One evening the stranger came down from the cloud-hidden peak; his locks were tangled like drowsy snakes.  We asked in wonder, “Who are you?”  He answered not but sat by the garrulous stream and silently gazed at the hut where she dwelt.  Our hearts quaked in fear and we came back home when it was night.

Next morning when the women came to fetch water at the spring by the deodar trees, they found the doors open in her hut, but her voice was gone and where was her smiling face?  The empty jar lay on the floor and her lamp had burnt itself out in the corner.  No one knew where she had fled to before it was morning—and the stranger had gone.

In the month of May the sun grew strong and the snow melted, and we sat by the spring and wept.  We wondered in our mind, “Is there a spring in the land where she has gone and where she can fill her vessel in these hot thirsty days?"  And we asked each other in dismay, "Is there a land beyond these hills where we live?”
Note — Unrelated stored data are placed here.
PR #8306, opened 2026-06-19
feat(opencode-local): probe-resilience — persistent disk cache + non-fatal startup

dmndbrp-oss:
## Summary

- **Root cause**: The `testEnvironment` startup probe called `discoverOpenCodeModels` which throws on timeout → run reports `adapter_failed` and dies before task logic (root cause verified in SAG-4315).
- **Fix**: Add `discoverOpenCodeModelsResilient` that falls back to a persistent on-disk cache (or the configured model) instead of throwing; wire it into the startup probe.
- This is the durable fix; SAG-4318 (orphan-opencode reaper, PR #8305) covers instances in the interim.

### `packages/adapters/opencode-local/src/server/models.ts`

- Add persistent on-disk discovery cache under `os.tmpdir()` (or `PAPERCLIP_OPENCODE_MODELS_CACHE_DIR` for tests), keyed by `discoveryCacheKey(command, cwd, env)`.
- Written on every successful live probe. Read on any probe timeout or failure.
- Promoted into the 60s in-memory cache after a disk hit to avoid repeated disk reads.
- **`discoverOpenCodeModelsResilient(input)`** — tries live probe → disk cache (even stale) → configured model fallback. Only throws when no fallback exists (unchanged contract for unconfigured envs).
- **`ensureOpenCodeModelConfiguredAndAvailable`** now uses `discoverOpenCodeModelsResilient`; a configured model is trusted as last resort on probe failure with no cache.
- New test helpers: `resetOpenCodeModelsMemoryCacheForTests()` (memory-only, for restart simulation), `populateOpenCodeModelsDiskCacheForTests()`.

### `packages/adapters/opencode-local/src/server/test.ts`

- Both `discoverOpenCodeModels` call sites → `discoverOpenCodeModelsResilient`.
- `source === "disk_cache"` or `source === "configured_model"` → `opencode_models_discovery_degraded` warn check (not error).

### `packages/adapters/opencode-local/src/server/models.test.ts` / `test.probe-resilience.test.ts` (new)

All 5 spec-required tests pass:
- probe fail + warm disk cache → returns cached list, no throw
- probe fail + no cache + configured model → `[{id: model}]`, no throw
- probe fail + no cache + no fallback → still throws (unchanged)
- disk cache survives simulated process restart (`resetOpenCodeModelsMemoryCacheForTests`)
- `testEnvironment` degraded → warn check, status not "fail"

## Test plan

- [x] `npx vitest run packages/adapters/opencode-local/` — 41/41 pass (8 test files)
- [x] `npx tsc --project packages/adapters/opencode-local/tsconfig.json --noEmit` — clean

### DIFF
--- a/infra/opencode/reap-orphan-opencode.sh
+++ b/infra/opencode/reap-orphan-opencode.sh
@@ -1,0 +1,120 @@
+#!/usr/bin/env bash
+# reap-orphan-opencode.sh — kill reparented opencode (models|run) processes that
+# outlived their spawner.  Safe to run as a preflight step; always exits 0.
+#
+# Env knobs:
+#   REAP_AGE_SEC   minimum elapsed seconds before a candidate is eligible (default 300)
+#   REAP_DRY_RUN   set to 1 to log candidates without killing (default 0)
+#   REAP_LOG       path of the append-only logfile (default /tmp/reap-orphan-opencode.log)
+set -euo pipefail
+
+REAP_AGE_SEC="${REAP_AGE_SEC:-300}"
+REAP_DRY_RUN="${REAP_DRY_RUN:-0}"
+REAP_LOG="${REAP_LOG:-/tmp/reap-orphan-opencode.log}"
+GRACE_SEC=3
+
+log() {
+  local msg="$(date -u +%Y-%m-%dT%H:%M:%SZ) $*"
+  echo "$msg" | tee -a "$REAP_LOG"
+}
+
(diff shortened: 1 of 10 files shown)


dmndbrp-oss:
Superseded by #8308 — clean re-cut scoped to SAG-4319 only (4 opencode-local files, branched fresh from upstream master). SAG-4314 and SAG-4318 commits are NOT included.

PR #7530, opened 2026-06-04
Add low-trust review containment

cryppadotta:
## Thinking Path

> - Paperclip is a control plane for AI-agent companies, so execution policy and trust boundaries are part of the product's safety contract.
> - Low-trust review work needs narrower authority than normal same-company agents because hostile PRs, comments, attachments, and generated output can carry prompt-injection payloads.
> - The current V1 shape gives trusted workers broad company context, which is useful for normal execution but too permissive for a reviewer assigned to hostile content.
> - This branch adds a `low_trust_review` preset, source-trust tagging, route-level containment, and quarantine handling so low-trust output does not automatically flow into higher-trust wake context.
> - The branch has been rebased onto current `origin/master`, and the low-trust migration was renumbered to `0097_low_trust_source_trust.sql` to avoid collisions with existing `0091` through `0096` migrations.
> - Greptile feedback was addressed by tightening low-trust detection, preserving project-level trust policy checks, fixing issue-kind promotion lookup, removing duplicate post-lease isolation assertion, documenting fail-closed source-trust behavior, bounding ancestry checks, enforcing runtime issue context for CEOs, awaiting accepted-plan monitor authorization, and making low-trust issue source-trust tagging atomic.
> - The benefit is a first production slice of deny-by-default review containment with regression coverage for the main control-plane pivot surfaces.

Fixes #7531.

## What Changed

- Added shared trust-policy types and validators, plus database/source-trust fields for issues, comments, documents, and work products.
- Implemented server enforcement for low-trust issue scope, agent self-view redaction, secret/plugin/runtime denial paths, promotion checks, and quarantined continuation/wake context.
- Added focused low-trust regression tests for resolver behavior, source trust, route authorization, heartbeat preflight ordering, runtime containment, and quarantine redaction.
- Added board UI affordances for selecting/reviewing the low-trust preset and surfacing source-trust badges in relevant issue views.
- Added `doc/LOW-TRUST-PRESETS.md`, updated `doc/SPEC-implementation.md`, and committed the low-trust review contract plan under `doc/plans/`.
- Rebasing note: the original `0097_low_trust_source_trust.sql` migration was renamed to `0097_low_trust_source_trust.sql`; the SQL uses `ADD COLUMN IF NOT EXISTS` so users who already applied the old-numbered migration are not broken by the renumbered migration.

## Verification

- Rebased branch onto current `origin/master` and force-pushed with lease to `origin/PAP-10211-low-trust-agent` at head `2719f31e3`.
[...]

PR #8330, opened 2026-06-19
fix(server): redact adapterConfig.env for cross-actor agent reads (BASA-29461)

HelloWolrs:
## Thinking Path

> - The control plane exposes per-agent adapter configuration (`adapterConfig.env`) so agents can boot with the credentials they need to call upstream LLMs, source forges, cloud APIs, etc.
> - `server/src/redaction.ts::redactEventPayload` already exists and is correctly wired into `GET /api/agents/:id/configuration` and the config-revision routes so privileged-but-non-self callers see env key names with values replaced by `***REDACTED***`
> - The two sibling read routes — `GET /api/agents/:id` and `GET /api/companies/:companyId/agents` — bypass that helper and spread the raw agent object, leaking plaintext credentials across the actor boundary to board users and any agent holding `agents:create`
> - This pull request closes that leak by running the existing redactor over `adapterConfig` and `runtimeConfig` for the privileged-non-self branch in both routes, while keeping the self path plaintext (so the adapter boot path still works) and the restricted path empty (unchanged)
> - The benefit is least-privilege secret handling on the highest-traffic agent-read surfaces without disturbing adapter boot or the existing restricted view

No public GitHub issue exists for this — describing inline following the bug template.

**What is the bug?** `GET /api/agents/:id` and `GET /api/companies/:companyId/agents` return raw `adapterConfig.env` values to privileged non-self callers. Any board user — or any agent that holds the `agents:create` permission — can read every other agent's plaintext env values (API keys, tokens, secrets) by hitting either route. The sibling configuration routes already redact correctly; only these two read paths leak.

**Steps to reproduce:**
1. As a peer agent B (different from target A) with `agents:create` granted: `curl -H 'Authorization: Bearer <B-key>' /api/agents/<A-id>` → response includes `adapterConfig.env.OPENAI_API_KEY: "sk-..."` (plaintext).
2. As a board user with company access: `curl /api/companies/<C>/agents` → every element's `adapterConfig.env` includes plaintext values for every key.
3. As the same callers, hit `GET /api/agents/<A-id>/configuration` — env values come back `***REDACTED***`. The leak is path-specific.

**Expected:** env key names preserved, plaintext values replaced with `***REDACTED***` for the privileged-non-self path (matching `/agents/:id/configuration`). Self stays plaintext (adapter boot still needs the raw values). Restricted path stays empty.

**Threat model:** an attacker who compromises any board session or any agent with `agents:create` can exfiltrate every credential in the company by walking the two routes — no audit signal, no per-key access trace.

## What Changed

- New `applyRedactedEnvelope(agent)` helper in `server/src/routes/agents.ts` that runs `redactEventPayload` over both `adapterConfig` and `runtimeConfig`. Falls back to `{}` if the redactor returns null.
- `buildAgentDetail` accepts a new `redacted?: boolean` option. Branch order inside is restricted → redacted → plaintext; mutually exclusive, restricted wins on conflict.
- `GET /api/agents/:id`: when `!isSelf && canReadSensitiveDetail`, return `buildAgentDetail(agent, { redacted: true })`. Self path and restricted path unchanged.
- `GET /api/companies/:companyId/agents`: when `canReadConfigs`, map each row through `applyRedactedEnvelope`. Restricted path unchanged.
- Per-route low-trust carve-out: when the caller is a board reviewer AND the target agent's resolved trust preset is `low_trust_review`, plaintext is preserved on `/agents/:id` so existing low-trust containment review (added in #7530) keeps working. The carve-out is bounded to that exact combination.
- 5 regression tests added in `server/src/__tests__/agent-cross-tenant-authz-routes.test.ts` that encode the vulnerability — they fail on master before this PR and pass after.
- A small `buildStubDb` drizzle-shaped helper (chainable `.from/.leftJoin/.where/.orderBy` with thenable `.then` returning `[]`) so the self-path's `resolveAgentSelfTrustPreset → db.select(...)` chain doesn't crash with a TypeError in test, where the route mock previously passed `{} as any` for the database.

No schema, migration, or API-contract changes. Env key names are preserved in every redacted response so the management UI keeps rendering which keys exist.

## Verification

```
cd server
npx vitest run src/__tests__/agent-cross-tenant-authz-routes.test.ts
```

Local result: **10/10 passing** (5 pre-existing + 5 new):
- `GET /api/agents/:id` as peer agent with `agents:create` → env key names present, plaintext values replaced with `***REDACTED***` (asserts the leak does not return).
- `GET /api/agents/:id` as self → plaintext present (asserts adapter boot path still works).
- `GET /api/agents/:id` as peer agent without `agents:create` → `adapterConfig: {}` (asserts restricted path unchanged).
- `GET /api/companies/:companyId/agents` as board user → every element has env values redacted, key names preserved (asserts list-route fix).
- Negative: probe a seed agent with `{type:"secret_ref"}` env binding → envelope passes through unchanged (asserts the safe shape is not collateral-damaged).

Manual spot check: `GET /api/agents/<peer-id>` as the CEO seat returns `{type:"plain", value:"***REDACTED***"}` for sensitive env keys, with key names visible.

## Risks

Low risk. The change is additive — a new branch in `buildAgentDetail` plus a single helper. The redactor (`redactEventPayload`) is the exact function already used on the configuration route, so behavior is consistent across all three read surfaces.

Potential concerns and mitigations:
- **Adapter boot regression** — self path is explicitly preserved as plaintext; covered by the self-path regression test.
- **Restricted-view regression** — restricted branch ordering is unchanged and explicitly evaluated before `redacted`; covered by the restricted-view regression test.
- **Low-trust containment regression (#7530)** — the per-route carve-out preserves plaintext on `/agents/:id` for board reviewer + `low_trust_review` target, exactly matching the surface #7530 added the carve-out for. Existing `agent-permissions-routes.test.ts:421 "keeps board agent detail unredacted for low-trust agents"` continues to pass.
- **List-route shape change** — every element is run through the same helper, no shape change (only value redaction).
- **Activity log telemetry** — `agent.*` activity-log entries are written via the redacted pipeline already; this change does not affect that path.

## Model Used

Claude — `claude-opus-4-7` (Opus 4.7 family, 200k context, extended thinking off for this PR, tool use enabled for repo edits and CI inspection).

## Checklist

- [ ] My branch name describes the change (e.g. `docs/...`, `fix/...`) and contains no internal Paperclip ticket id or instance-derived details — the branch was created against an internal tracker before this PR adopted the public template; leaving as-is to preserve the head sha that already received per-SHA security review
- [x] I have updated relevant documentation to reflect my changes — N/A (no docs reference these routes)

### DIFF
--- a/server/src/__tests__/agent-cross-tenant-authz-routes.test.ts
+++ b/server/src/__tests__/agent-cross-tenant-authz-routes.test.ts
@@ -48,6 +48,8 @@ let currentAccessCanUser = false;
 
 const mockAgentService = vi.hoisted(() => ({
   getById: vi.fn(),
+  list: vi.fn(),
+  getChainOfCommand: vi.fn(),
   pause: vi.fn(),
   resume: vi.fn(),
   terminate: vi.fn(),
@@ -213,6 +215,24 @@ async function loadRouteModules() {
   return routeModules;
 }
 
+function buildStubDb(): Record<string, unknown> {
+  const chain = {
+    from() { return chain; },
+    leftJoin() { return chain; },
+    innerJoin() { return chain; },
+    where() { return chain; },
+    orderBy() { return chain; },
+    limit() { return chain; },
+    then(onfulfilled: (rows: unknown[]) => unknown) { return Promise.resolve([]).then(onfulfilled); },
+  };
+  return {
+    select: () => chain,
+    insert: () => chain,
+    update: () => chain,
+    delete: () => chain,
+  };
+}
+
 async function createApp(actor: Record<string, unknown>) {
   const [{ errorHandler }, { agentRoutes }] = await loadRouteModules();
   const app = express();
@@ -224,7 +244,7 @@ async function createApp(actor: Record<string, unknown>) {
     };
     next();
   });
-  app.use("/api", agentRoutes({} as any));
+  app.use("/api", agentRoutes(buildStubDb() as any));
   app.use(errorHandler);
   return app;
 }
@@ -274,6 +294,8 @@ function resetMockDefaults() {
   currentKeyAgentId = agentId;
   currentAccessCanUser = false;
   mockAgentService.getById.mockImplementation(async () => ({ ...baseAgent }));
+  mockAgentService.list.mockImplementation(async () => [{ ...baseAgent }]);
+  mockAgentService.getChainOfCommand.mockImplementation(async () => []);
   mockAgentService.pause.mockImplementation(async () => ({ ...baseAgent }));
   mockAgentService.resume.mockImplementation(async () => ({ ...baseAgent }));
   mockAgentService.terminate.mockImplementation(async () => ({ ...baseAgent }));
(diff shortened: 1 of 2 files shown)


HelloWolrs:
/approve

Pinned to head SHA `cfa925a5595dd4c6eaaf0ca084ac508fd7b9ad9a`.

Security APPROVE recorded on BASA-29475 by Priya Shah — see https://app.paperclip.example/BASA/issues/BASA-29475 for the verdict + carve-out gate analysis. This comment is the mechanical merge-driver signal.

It was a summer night; the breeze blew from the south; and I sat in her deserted room where the lamp stood still unlit.  When suddenly from before my eyes the hills vanished like curtains drawn aside.  "Ah, it is she who comes.  How are you, my child? Are you happy?  But where can you shelter under this open sky? And, alas, our spring is not here to allay your thirst."

“Here is the same sky,” she said, “only free from the fencing hills,—this is the same stream grown into a river,—the same earth widened into a plain.”  “Everything is here,” I sighed, “only we are not.”  She smiled sadly and said, “You are in my heart.”  I woke up and heard the babbling of the stream and the rustling of the deodars at night.